Just prior to President Obama’s State of the Union address last night I thought of the above blog title and that it probably makes sense to every married couple to have their own state of the union review. Then I had fun imagining the similarities that such an occasion might have with the political review before the 2 other branches of power and the rest of the American public. First, the more dominant spouse speaks to what is going well with either cheers and/or ice-cold silence from the other spouse. Then the dominant spouse goes on to outline what they want to see happen in the following year. Afterward, the minority spouse rebuts and/or counter proposes his or her plans for the coming year. Since there is no media present to breakdown and critique the arguments, each spouse takes the role of reporter  to give a replay of the key points and also that of pundit by debating the merits of said points.

Sounds like most couple fights. I guess we don’t need a special night for this!
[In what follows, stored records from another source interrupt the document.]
PR #153, opened 2021-06-11
add profile support

mmulholla:
Added first pass at support for profiles. It just reads a single fixed profile.User should not see any change in behavior. Added new package pkg/chartverifier/profiles which contains 4 files:

- profile-1.0.0.yaml :  first pass profile.
- profile.go : profile schema and code to read profile-1.0.0.yaml. Also a filter function to reduce a map of checks to those defined in the profile.
- default-profile.go : a loaded schema to use if the yaml cannot be read for any reason. 
- profile-test.go : tests to make sure the yaml loads correctly, and that the filter function works. Can be expanded when support for multiple profiles is added

Note we could just code all profiles in go (instead of .yaml) as in default-profile.go

Lots of changes in pkg/chartverifier/checks/registry.go
- Added single truth (constants) for check names and check types - this had a knock on effect in lots of places
    -  where check names were previously strings the are now of type checks.Name 
- Add support for check version, and created a struct of check name and check version which can be used a key into a map of checks.

pkg/chartverifier/verifierbuilder.go init function loads the check registry - new simplified signature. Check Type is now exclusively set in the profile.

pkg/chartverifier/reportbuilder.go checks annotations specified in profile to decide what to add.

cmd/verify.go calls profiler to filter checks and create a list of checks to perform

Note; Adding version support forces cmd/verify.go to work with more than just the check name. As a result it collects a list of checks which it passes the verifierbuilder instead of a list of method names. As a result verifierbuilder does not need.

Note previous behavior:
1. verfierbuilder adds checks to registry
2. verify cmd gets list of check names from registry
3. verify command modifies list based on flags
4. verify command passes modifed list to verifeirbuilder 
5. veriferbuilder gets the checks from the registry based on the passed check names.

New behavior:
1. verfierbuilder adds checks to registry
2. verify command gets a map of checks from the registry - key is check name
3. verify command uses profile to filter the map of checks to those defined in the profile
4. verify command further modifes the map of checks based on flags 
5. verify command passes the modifed map to verifierbuilder
6. veriferbuilder gets the checks from the provided map values (does not need to call the registry)


cmd/verify.go
```diff
@@ -54,27 +57,27 @@ var (
 	openshiftVersionFlag string
 )
 
-func filterChecks(set []string, subset []string, setEnabled bool, subsetEnabled bool) ([]string, error) {
-	selected := make([]string, 0)
-	seen := map[string]bool{}
-	for _, v := range set {
-		seen[v] = setEnabled
+func filterChecks(set map[checks.CheckName]checks.Check, subset []string, setEnabled bool, subsetEnabled bool) (map[checks.CheckName]checks.Check, error) {
```
isutton, line 60: `map[checks.CheckName]checks.Check` gets repeated a lot; it likely means a type might be useful.

Perhaps the already existing registry type could be used as input and output, so the profile registry is the product of a function of the default registry and the profile description.

pkg/chartverifier/profiles/profile-default.go
```diff
@@ -0,0 +1,30 @@
+package profiles
```
isutton, line 1: I'd rename this file to `default.go`, as dashes `-` are not common in Go.

cmd/verify.go
```diff
@@ -35,13 +37,14 @@ import (
 var Version = "1.0.0"
 
 func init() {
-	allChecks = chartverifier.DefaultRegistry().AllChecks()
+	registryChecks := chartverifier.DefaultRegistry().AllChecks()
+	allChecks = profiles.GetProfile().FilterChecks(registryChecks)
```
isutton, line 41: What about filtering the checks in the command runtime instead of package initialization time?

This also gives the opportunity to extend the `verify` command with a `profile` flag, serving as input for the `profiles.GetProfile()`.

pkg/chartverifier/report.go
```diff
@@ -50,16 +46,16 @@ type ReportMetadata struct {
 }
 
 type ToolMetadata struct {
-	Version                string `json:"verifier-version" yaml:"verifier-version"`
-	ChartUri               string `json:"chart-uri" yaml:"chart-uri"`
-	Digest                 string `json:"digest" yaml:"digest"`
-	LastCertifiedTimestamp string `json:"lastCertifiedTimestamp" yaml:"lastCertifiedTimestamp"`
-
-	CertifiedOpenShiftVersions string `json:"certifiedOpenShiftVersions" yaml:"certifiedOpenShiftVersions"`
+	Version                    string `json:"verifier-version" yaml:"verifier-version"`
```
isutton, line 49: I believe it is more common for fields to follow a `snakeCase` convention instead of `kebab-case`:

```suggestion
	Version                    string `json:"verifierVersion" yaml:"verifierVersion"`
```

pkg/chartverifier/report.go
```diff
@@ -50,16 +46,16 @@ type ReportMetadata struct {
...
+	Profile                    string `json:"profile-name" yaml:"profile-name"`
+	ChartUri                   string `json:"chart-uri" yaml:"chart-uri"`
+	Digest                     string `json:"digest,omitempty" yaml:"digest,omitempty"`
```
isutton, line 52: Which cases `digest` is supposed to be empty?

cmd/verify.go
mmulholla: OK I used 
DefaultRegistry type for  map[checks.CheckId]checks.Check

and:

Added in profiles.go: type FilteredRegistry map[checks.CheckName]checks.Check
Add in verifierBuilder.go: type FilteredRegistry map[checks.CheckName]checks.Check

I know these are the same but needed to avoid circular dependencies. Could just put the typoe in registry.go but that seemed inappropriate.

pkg/chartverifier/profiles/profile-default.go
mmulholla: Renamed

cmd/verify.go
mmulholla: Good point. Moved it into the BuildChecks function but this had a roll on effect of the tests which call BuildChecks because the registry passed to it is filtered based on the profile.

pkg/chartverifier/report.go
mmulholla: I updated the one I added profile-name to profileName but not the others because they are already in the reports and the submission flow may read them (at least chart-uri) e.g.: https://github.com/openshift-helm-charts/charts/blob/6ea45d9f90b8317e3b1853ec0f36fecc273a4b29/scripts/src/chartprreview/verify-report.sh#L98

pkg/chartverifier/report.go
mmulholla: With the new profile the annotations to include are configurable, so this enables the report to omit the digest if it is not required by the profile.

mmulholla:
@isutton have responded to your comments, please let me know what you think.

pkg/chartverifier/profiles/profile.go
```diff
@@ -0,0 +1,100 @@
...
+	Type checks.CheckType `json:"type" yaml:"type"`
+}
+
+type FilteredRegistry map[checks.CheckName]checks.Check
+
+var profile *Profile
+
+func GetProfile() *Profile {
+
+	if profile != nil {
```
zonggen, line 41: Isn't `profile` always `nil` in this case?

pkg/chartverifier/profiles/profile.go
```diff
@@ -0,0 +1,100 @@
...
+}
+
+type ProfileCheck struct {
+	Name string           `json:"name" yaml:"name"`
+	Type checks.CheckType `json:"type" yaml:"type"`
+}
+
+type FilteredRegistry map[checks.CheckName]checks.Check
+
+var profile *Profile
```
zonggen, line 37: Do we really need this global variable? Since from my understanding all `profile` instance values are returned and passed across function calls.

pkg/chartverifier/profiles/profile.go
mmulholla: Good spot, in the rework I forgot to add back the code to set the profile name in the report. verifierBuilder now also calls ```profiles.GetProfile().``` With two callers I don't want to read and process the yaml file twice.

pkg/chartverifier/profiles/profile.go
mmulholla: Just use it to save the loaded profile content so we do that only once (see above)

pkg/chartverifier/profiles/profile.go
```diff
@@ -0,0 +1,100 @@
...
+
+type Profile struct {
+	Apiversion  string          `json:"apiversion" yaml:"apiversion"`
+	Kind        string          `json:"kind" yaml:"kind"`
+	Name        string          `json:"name" yaml:"name"`
+	Annotations []Annotation    `json:"annotations" yaml:"annotations"`
+	Checks      []*ProfileCheck `json:"checks" yaml:"checks"`
+}
+
+type ProfileCheck struct {
```
isutton, line 30: The `ProfileCheck` type already lives in the `profiles` package, so the `Profile` prefix can be dropped as well.

mmulholla: Done. Managed to squash the previous commit with this oneso if you look at the commit you will see other changes - oops.

pkg/chartverifier/checks/registry.go
```diff
@@ -82,31 +108,29 @@ type CheckOptions struct {
...
-	Get(name string) (Check, bool)
-	Add(check Check) Registry
-	AllChecks() []string
+	Get(id CheckId) (Check, bool)
+	Add(name CheckName, version Version, checkFunc CheckFunc) Registry
+	AllChecks() DefaultRegistry
 }
 
-type defaultRegistry map[string]Check
+type DefaultRegistry map[CheckId]Check
```
pedjak, line 116: do we really need here map and not slice? Also, would not clearer if we call this type `Checks`?

pkg/chartverifier/profiles/profile.go
```diff
@@ -0,0 +1,100 @@
...
+type Check struct {
+	Name string           `json:"name" yaml:"name"`
+	Type checks.CheckType `json:"type" yaml:"type"`
+}
+
+type FilteredRegistry map[checks.CheckName]checks.Check
+
+var profile *Profile
+
+func GetProfile() *Profile {
```
pedjak, line 39: since you are already in `profile` package, then the function name can be just `Get`, IMHO, it reads better like `profiles.Get()`

pkg/chartverifier/profiles/profile_test.go
```diff
@@ -0,0 +1,121 @@
...
+
+	testProfile := Profile{}
+
+	testProfile.Apiversion = "v1"
+	testProfile.Kind = "verifier-profile"
+	testProfile.Name = "profile-1.0.0"
+
+	testProfile.Annotations = []Annotation{DigestAnnotation, OCPVersionAnnotation, LastCertifiedTimestampAnnotation}
+
+	testProfile.Checks = []*Check{
```
pedjak, line 24: is this not the same as the result of `getDefaultProfile`? could not we call that function instead here?

pkg/chartverifier/checks/registry.go
mmulholla: I think we do, a check is identified now by the check name and the version which is encapsulated in CheckId. The name could be a single string  combination of name and version but that adds complication when processing the -x and -e  flags which only specify a check name. Also if you do a slice if we want to get a check based on its name and version we would have to loop though the slice instead of getting the value based on a key.

pkg/chartverifier/profiles/profile.go
mmulholla: Would like to defer this as the api will change in the next stage for multiple profiles and will be sure to remove the duplication.

mmulholla: Done.

pkg/chartverifier/profiles/profile_test.go
mmulholla: Done, also it highlighted a mistake in the defaultProfile :-)

zonggen (commented):
Question: Do we have plans for using the version information attached to checks? If I search for "v1.0" I saw a lot of repeated string literals. Otherwise I really like the direction this PR's going :+1:

mmulholla:
> als. Otherwise I really like the direction this PR's going 👍

Have started working in multi-profile support and and I am changing the v.1.0's in there if you don't mind waiting :-).

pkg/chartverifier/report.go
isutton: How would you solve this in the long run? Add another issue to perform the change on both systems atomically?

isutton (approved):
There are some minors such as field names using a different format than the rest of the ecosystem but are orthogonal to the issue of this PR, constructors instead of `make` in internal types, but nothing that prevents this to be merged.

zonggen (approved):
As discussed in the meetings, +1 on merging.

All kidding aside, it is good for couples to do an annual “take stock of our marriage” review. Here are some ideas that might be more constructive:

  1. Start with remembering why you got married and what you really like about each other. Too often we focus on the negative and allow those issues to skew the picture. Remind each other of their strengths and of their value to the marriage.
  2. Take time to listen to the dreams and concerns of each other. Take the lead in seeking out the mind of your spouse. What are their dreams and concerns? Don’t debate the merits of these dreams and concerns…and don’t problem solve to make them happen just yet. Just listen and validate everything you can! Oh, and if you are sharing your concerns…make sure you do two things: share them in a way that doesn’t accuse and attack (“I’m concerned that you don’t love me” may not help as much as “I’m concerned about how little time we spend together.”) and be sure to return the favor by asking about their dreams and concerns.
  3. Acknowledge your own weaknesses and ways you know you need to improve (could be anything from eating better to giving more compliments). And when your spouse does admit the need for improvement, resist piling on or adding to their list. Be bold. Ask for and extend forgiveness!
  4. Name the hot spots or threats to your marriage (external, internal, controllable, uncontrollable). See if you can’t find agreement on a couple. During this time, don’t go too deep into the complexities or get into problem-solving. Just name them in a matter-of-fact way.
  5. Set one goal and a simple means to start moving. Goals need to be something you can control. “Get our kids to respect us” isn’t one either of you can control. It also helps to be specific. “Spend more time together” is pretty vague. Try, “spend 2 hours one night per week together doing something other than talking about kids or watching television.” Then consider what barriers might block you from meeting the goal. Keep your efforts simple, doable, easy to repeat. This doesn’t mean you are setting the bar low but that you are trying to be faithful in the little things and trusting God for the bigger things.

One last thing: don’t wait til the following year to review. Otherwise you might have a mutiny at the next mid-term elections and get voted out of (dominant spouse) office.